I have this high minded ideal that I’m going to spend my extra alone time doing constructive things like working on my Rosetta Stone German, reading improving literature, and cleaning out all the drawers and closets in preparation for moving. What did I actually do today? Spent way too much time on line reading up on the latest CV news. Answered emails, texts, DMs and the like from various friends – my general advice for everyone is pretty much the same. Wash your hands, stay out of crowds, don’t go out if you don’t have to, don’t get on an airplane unless absolutely necessary. Caught up on my progress notes from last week, answered a bunch of calls from the hospice I medical direct for, took a constitutional for exercise, watched three episodes of the Walking Dead, and downloaded the most recent version of Civilization for Xbox and started to learn its ins and outs. (This one is VI – II remains my favorite). The big adventure for tomorrow is the laundry.
Of course I remain in escrow for the condominium purchase and have to get moved at some point. It’s a little tough to plan all of that when you’re not sure if the country is going to go into lockdown for a few weeks. I was going to hire a professional pack/move company for the move but I’m thinking I’ll take that money and hire my actor friends whose income is disappearing as the gig economy shuts down and who will need the dollars for rent next month. It strikes me that will be worth a few broken dishes and some scratches in my not very expensive furniture. The one exception would be the piano. I’ll have the piano movers do that. My futurizing brain is creating all of these scenarios where I won’t be able to sell my house or where changes in the health care system lead to me losing my job and the whole thing becomes a financial bloodbath but, compared to the other issues we’re all facing, that’s minor.

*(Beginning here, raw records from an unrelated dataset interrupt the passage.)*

PR #873, opened 2017-08-21
update conch/ssh/_cryptography_backports.py

ofek:
https://twistedmatrix.com/trac/ticket/9263

@rodrigc I opened this because I botched the rebase on #761.


src/twisted/conch/ssh/_cryptography_backports.py
```diff
@@ -8,59 +8,30 @@
...
-    hexString = '%x' % (integer,)
-    if length is None:
-        n = len(hexString)
-    else:
-        n = length * 2
-    return binascii.unhexlify(hexString.zfill(n + (n & 1)))
+from binascii import unhexlify
+
+
+if hasattr(int, "from_bytes"):
```
rodrigc: Instead of using hasattr(),
do:
`from twisted.python.compat import _PY3`

then do something like:

```
if _PY3:
     intFromBytes = ...
     intToBytes = ...
else:
     def intFromBytes(....):

     def intToBytes(...):
```

This will make the code slightly more readable.

src/twisted/conch/ssh/_cryptography_backports.py
```diff
@@ -8,59 +8,30 @@
...
+        assert not signed
+
+        # call bytes() on data to allow the use of bytearrays
+        return int(bytes(data).encode('hex'), 16)
+
+
+if hasattr(int, "to_bytes"):
+    def intToBytes(integer, length=None):
+        return integer.to_bytes(
+            length or (integer.bit_length() + 7) // 8 or 1, 'big'
```
rodrigc: If you are doing division stuff, can you add `from __future__ import division` at the top of the file?

src/twisted/conch/ssh/_cryptography_backports.py
```diff
@@ -8,59 +8,30 @@
...
+        )
+else:
+    def intToBytes(integer, length=None):
+        hex_string = '%x' % integer
```
rodrigc: since you are doing new stuff, can you change this to a "".format() style string?

rodrigc: More comments:

Can you add an unit tests for intToBytes and intFrom Bytes in `src/twisted/conch/test`?
This is a major change, so we need a unit test.

rodrigc (changes requested):

src/twisted/conch/ssh/_cryptography_backports.py
ofek: That won't work as https://docs.python.org/3/library/stdtypes.html#int.from_bytes was added in 3.2.

src/twisted/conch/ssh/_cryptography_backports.py
ofek: Floor division is the same in py2 and py3.

src/twisted/conch/ssh/_cryptography_backports.py
ofek: That is significantly slower.

ofek: Sure!

ofek:
Just fyi, update comes from https://github.com/pyca/cryptography/blob/master/src/cryptography/utils.py

src/twisted/conch/ssh/_cryptography_backports.py
rodrigc: It's best to import __future__.division in any file doing division, just to prevent any possible problems in future.

ofek:
@rodrigc Test added

src/twisted/conch/ssh/_cryptography_backports.py
rodrigc: Twisted does not support Python 3.2: https://github.com/twisted/twisted/blob/trunk/src/twisted/python/_setup.py#L66

rodrigc:
Since you are copying intToBytes directly from cryptography, can't you
just delete the implementation in Twisted, and import it directly from cryptography?
(bumping up the cryptography dependency in Twisted's _setup.py)

ofek:
Oh. Hmm, it is my understanding that the whole reason for this is if Cryptography is unavailable. Why do we have this file then?

rodrigc:
_cryptography_backports.py was added in https://github.com/twisted/twisted/commit/3ae764d9dd1ed484f1ba37fc617098ef732ce1f7
as part of http://twistedmatrix.com/trac/ticket/8200 by @mithrandi .

The cryptography dependency has been bumped up at least once since then in https://github.com/twisted/twisted/commit/d2215145438b04cf947bb7c2672192cb969ad01c by @reaperhulk 

For conch, cryptography is a required dependency, so as long as it doesn't break existing code,
I think it is OK to bump the dependency.

ofek:
No version bump is necessary. Does this look fine?

rodrigc:
That's good we don't have to bump the cryptography dependency.

rodrigc:
So now that we can just use `int_to_bytes` from cryptography that is good, and all your changes to do that are good.
However, for `_cryptography_backports.py`.  Instead of whacking it, we should follow the 
document for deprecating things in Twisted:

https://twistedmatrix.com/documents/current/core/development/policy/compatibility-policy.html

So as per that document, we need to do:

1.  Add to _cryptography_backports.py something like this before each function:

```
@deprecated(Version("Twisted", 17, 6, 0), 
                        "use cryptography.utils.int_from_bytes instead")
```

2.  Create a unit test to test this deprecation.  Something like:

```
    def test_intToBytesDeprecated(self):
        """
        L{twisted.conch.ssh.cryptography_backports} is deprecated.
        """
        from twisted.conch.ssh._cryptography_backports import intToBytes
        warnings = self.flushWarnings([self.test_intToBytesDeprecated])
        self.assertEqual(warnings[0]['category'], DeprecationWarning)
        self.assertEqual(warnings[0]['message'], "BLAH")
```

3.  The news fragment should be a `.removal`.

Other than that, your change looks fine and is moving in the right direction.
Thanks.

markrwilliams:
The deprecation policy doesn't cover private APIs, like `_cryptography_backports`.  This PR should just remove it.

rodrigc:
@markrwilliams while it is true that the deprecation policy doesn't cover private APIs,
I've begun to shift to a more cautious approach by going through the Twisted deprecation policy,
even for private APIs.  Just because it is "private", it doesn't mean that people aren't somewhere out there using it.

However, I think we can just move forward with this and remove the file without going through the deprecation policy.

rodrigc:
newsfragment still needs to be a .removal with some text in it, not an empty .misc file.

ofek:
@rodrigc Done.

rodrigc:
py27-nodeps build needs to be fixed:
https://travis-ci.org/twisted/twisted/jobs/267017814

This build can be reproduced by doing the following in Python 2.7 environment:

```
python -n tox -e py27-nodeps-withcov-posix
```

ofek:
@rodrigc How would I fix that? Based on what you mentioned in https://github.com/twisted/twisted/pull/873#issuecomment-323890292 I thought `cryptography` would always be available.

markrwilliams:
@ofek The tests that are erroring out need to be skipped when `cryptography` isn't available.  Like `unittest`, `trial` skips `TestCase`s that have a `skip` class attribute with a string that explains why the case is skipped.  [`test_cftp`, for example, attempts to import `cryptography`; if that fails, it assigns `None` to `cryptography`](https://github.com/twisted/twisted/blob/trunk/src/twisted/conch/test/test_cftp.py#L19-L22), and then [assigns a bunch of `skip`s](https://github.com/twisted/twisted/blob/trunk/src/twisted/conch/test/test_cftp.py#L1503-L1511)

You can copy this pattern for all the failed tests.

glyph:
@rodrigc Compatibility is often a matter of judgement, so if you're the reviewer on this I won't question your judgement call - if I wanted to make it I'd do the code review ;-) - but there are a couple of points I do want to make about the compatibility policy:

1. *as a matter of policy* we should not be requiring compatibility work for every private API.  If there are known public users, especially if they're particularly prominent, we should work with them to migrate to a new API before the private API is removed, but ultimately we need to make sure it's clear to downstreams that it's their responsibility to fix and it's rude to depend on private API.  We don't want to make it totally miserable for devs to make *any* changes to Twisted; there's already way too much accidentally-exposed public API that we have to maintain, we shouldn't add much to that burden
2. As Google SRE learned, one should not *much* exceed your SLO https://cloudplatform.googleblog.com/2017/01/availability-part-deux--CRE-life-lessons.html - we should take real actual public API very seriously, but we should occasionally *intentionally* break unsupported / unused private APIs, so that developers will learn what they can rely on and what they can't; as long as we are fairly certain that no prominent public projects are relying on those private APIs for legitimate reasons (like the lack of any alternative implementation strategy).  We already do set pretty aggressive targets for compatibility of *public* API, I think.

All that said, it's important to keep our users happy and their software working, so a conservative approach to changes that we know will break stuff is always fine.  Just wanted to ensure that the other side of the coin was also reflected here.

rodrigc:
@ofek: try this: https://github.com/ofek/twisted/pull/1

ofek:
Well done @rodrigc that did it! Just checking on Windows now.

rodrigc:
One more for you: https://github.com/ofek/twisted/pull/2

ofek:
Can https://ci.appveyor.com/project/adiroiban/twisted/build/trunk-3809 be restarted? Something happened on their end from what I can tell.

ofek:
All tests now pass.

rodrigc:
appveyor has a known problem: https://twistedmatrix.com/pipermail/twisted-python/2017-August/031596.html

ofek:
Oh I was unaware, thanks.

rodrigc:
This is looking good, but due to the tooling involved with Twisted, I cannot merge a patch from your repo to the Twisted repo because your branch is named *trunk*.
Please move all these changes to another branch, using naming convention specified in https://twistedmatrix.com/trac/wiki/TwistedDevelopment#SubmittingaPatch

and submit another pull request.
Other than that, I think this is good.

ofek:
Created #876

PR #874, opened 2017-08-22
#9265 Hash Verification Prompt fails in Python 3

the0id:
In Python 3 you can't open `/dev/tty` without setting `buffering=0`.


markrwilliams:
@the0id Don't forget a `newsfragment` in `src/twisted/conch/newsfragments`!

the0id:
@markrwilliams It's hard to remember newsfragments when dinner is waiting.

src/twisted/conch/newsfragments/9265.bugfix
```diff
@@ -0,0 +1 @@
+twisted.conch.client.default.py verifyHostKey now opens /dev/tty with no buffer to be compatible with Python 3.
```
markrwilliams: A stray `.py` suffix!  Also, please mention that the `conch` command line program works under Python 3 now as well.

markrwilliams (approved):
This definitely makes `conch` work on Python 3.

Please fix the newsfragment so we can merge!

rodrigc (approved):
I could not reproduce the problem on OS X that this bug is trying to fix.

However, I logged into a Linux host (Fedora 23), and could definitely reproduce the problem.  Without this fix, if I tried to use conch with Python 3 under Fedora, the prompt never came up, and conch would fail.

With this fix, the prompt comes up, and I could successfully use conch with Python 3 and Linux.

Good job!

PR #875, opened 2017-08-23
Complete test lifecycle

markrwilliams:
http://twistedmatrix.com/trac/ticket/9267


markrwilliams:
cc @akaptur re https://github.com/twisted/treq/issues/205

mithrandi (approved):
:+1: Both of these bugs are pretty nasty, good job finding/fixing them. `tearDown` is documented in a number of places as being run even if the test fails, so not running it is definitely a bug.

markrwilliams:
Credit to @akaptur for finding this!

PR #877, opened 2017-08-24
Handle queries for unknown record types as best we can.

mithrandi:
https://twistedmatrix.com/trac/ticket/9095


src/twisted/names/common.py
```diff
@@ -67,8 +67,8 @@ def query(self, query, timeout=None):
         try:
             method = self.typeToMethod[query.type]
         except KeyError:
-            return defer.fail(failure.Failure(NotImplementedError(
```
markrwilliams, line 70: This is useful information to developers, not clients.  It'd be nice to log this failure.  Bonus points for using `twisted.logger.Logger` so you can set the log level down to `debug` or the like!

Also, this leaves the decision of what to do with the query type up to subclasses and it's possible that some subclass relies on this check.

[The documentation implies](https://twistedmatrix.com/documents/current/names/howto/custom-server.html#a-server-which-computes-responses-dynamically) users are *not* supposed subclass `Resolver`, and certainly they're not supposed to call `_lookup`, which is a private method.  That leaves the `Resolver`s inside Twisted itself.

Fortunately, all the resolvers that inherit from `ResolverBase` have `_lookup` methods that do the right thing when given a type they don't understand:

- `t.n.authority.FileAuthority`: works, because `test_domain_com` in `test_names` is a subclass of `FileAuthority` and your new tests pass.  Specifically, its `_lookup` method returns either `AuthoritativeDomainError` or `DomainError`:https://github.com/twisted/twisted/blob/727e1e759a77f9b21d3e7145c463f3aa12abdff7/src/twisted/names/authority.py#L204-L216 ...both of which `DNSServerFactory` turns into `NXDOMAIN` (known as `ENAME` inside Twisted): https://github.com/twisted/twisted/blob/727e1e759a77f9b21d3e7145c463f3aa12abdff7/src/twisted/names/server.py#L334-L335
- `t.n.secondary.SecondaryAuthority`: Either responds with `DomainError` if it's not the Server of Authority, or does what `FileAuthority` does:
https://github.com/twisted/twisted/blob/727e1e759a77f9b21d3e7145c463f3aa12abdff7/src/twisted/names/secondary.py#L158-L161
- `t.n.cache.CacheResolver`: works, because it fails with a `DomainError` on a unknown query type:
 https://github.com/twisted/twisted/blob/727e1e759a77f9b21d3e7145c463f3aa12abdff7/src/twisted/names/cache.py#L61-L67
- `t.n.client.Resolver`: this, of course, proxies through some other server's response: https://github.com/twisted/twisted/blob/727e1e759a77f9b21d3e7145c463f3aa12abdff7/src/twisted/names/client.py#L403-L409 
- `t.n.root.Resolver`: Behaves correctly because `t.n.client.Resolver` does.  Its `_lookup` calls `_discoverAuthority`: 
https://github.com/twisted/twisted/blob/727e1e759a77f9b21d3e7145c463f3aa12abdff7/src/twisted/names/root.py#L114-L126
...which calls `_query`:
https://github.com/twisted/twisted/blob/727e1e759a77f9b21d3e7145c463f3aa12abdff7/src/twisted/names/root.py#L129-L159
...which uses `_resolverFactory`:
https://github.com/twisted/twisted/blob/727e1e759a77f9b21d3e7145c463f3aa12abdff7/src/twisted/names/root.py#L82-L111
...which is `t.n.client.Resolver` by default:
https://github.com/twisted/twisted/blob/727e1e759a77f9b21d3e7145c463f3aa12abdff7/src/twisted/names/root.py#L69-L71
- `t.n.resolver.ResolverChain`: responds to failures via `FailureHandler`:
https://github.com/twisted/twisted/blob/727e1e759a77f9b21d3e7145c463f3aa12abdff7/src/twisted/names/resolve.py#L80-L83  ...which in turn retries the query with the next resolver in the chain on `DomainError`:
https://github.com/twisted/twisted/blob/727e1e759a77f9b21d3e7145c463f3aa12abdff7/src/twisted/names/resolve.py#L27-L30

It's nice that all the tests pass, too.

src/twisted/names/test/test_names.py
```diff
@@ -594,6 +595,28 @@ def test_recordMissing(self):
...
 
+    def test_unknownTypeNXDOMAIN(self):
+        """
+        Requesting a record of unknown type where no records exist for the name
+        in question results in L{DomainError}.
+        """
+        testDomain = test_domain_com
+        testDomainName = b'nonexistent.prefix-' + testDomain.soa[0]
+        f = self.failureResultOf(
+            testDomain.query(Query(name=testDomainName, type=76)))
```
markrwilliams: Did you chose 76 because it falls within [the unassigned (63-98) `RRTYPE` range](https://www.iana.org/assignments/dns-parameters/dns-parameters-4.csv)?  If so, that's fine but obscure.

A clearer approach would be to use a value derived from the supported record types:

```python
unsupportedType = max(common.typeToMethod) + 1
f = self.failureResultOf(
    testDomain.query(Query(name=testDomainName, type=unsupportedType)))
```

This would also allow the test to pass in a future where IANA assigns 76 to some data `RRTYPE`!

src/twisted/names/test/test_names.py
```diff
@@ -594,6 +595,28 @@ def test_recordMissing(self):
...
+        self.assertIsInstance(f.value, DomainError)
+
+
+    def test_unknownTypeMissing(self):
+        """
+        Requesting a record of unknown type where other records exist for the
+        name in question results in an empty answer set.
+        """
+        answer, authority, additional = self.successResultOf(
+            my_domain_com.query(Query(name=u'my-domain.com', type=76)))
```
markrwilliams: As above.

markrwilliams (changes requested):
A request for some logging and an improvement to the test's clarity.

Also, a long comment justifying the change for posterity.

src/twisted/names/test/test_names.py
mithrandi: The maximum supported type in Twisted is 255 (ALL_RECORDS), so this would produce an illegal value (256). Oh, this is a 16-bit value, not an 8-bit value. Hmm. I guess that would work, then.

mithrandi: Okay, made this change.

src/twisted/names/test/test_names.py
mithrandi: Changed.

src/twisted/names/common.py
mithrandi: I added some logging; thanks for double-checking all the `ResolverBase` subclasses!

markrwilliams (approved):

The day I’m most reminded of at the moment is late October of 1999. Steve and I were on St Martin at a resort with several hundred other gay men when hurricane Jose came barreling down on us. The day the hurricane struck there was an incredible sense of anticipation in the air. Everything had been canceled (which didn’t stop a couple of hundred queens drinking every drop of liquor in the resort) and after noon the wind started to pick up getting stronger and stronger. The deep sea birds, albatrosses and the like appeared out of nowhere, hovering over the beach and looking out to sea in the direction of the storm. The land birds fell quiet. It was an eerie calm. Steve and I went back to our room as darkness fell, the electricity went out and the rains began to pour around 10 PM. As we were in a cheap room, not ocean view, we were spared most of the weather and did not have to spend the night hung over in a bathtub like a couple of guys of our acquaintance. This weekend has that same anticipatory feel – I just hope that everything’s lashed down tight when the storm hits.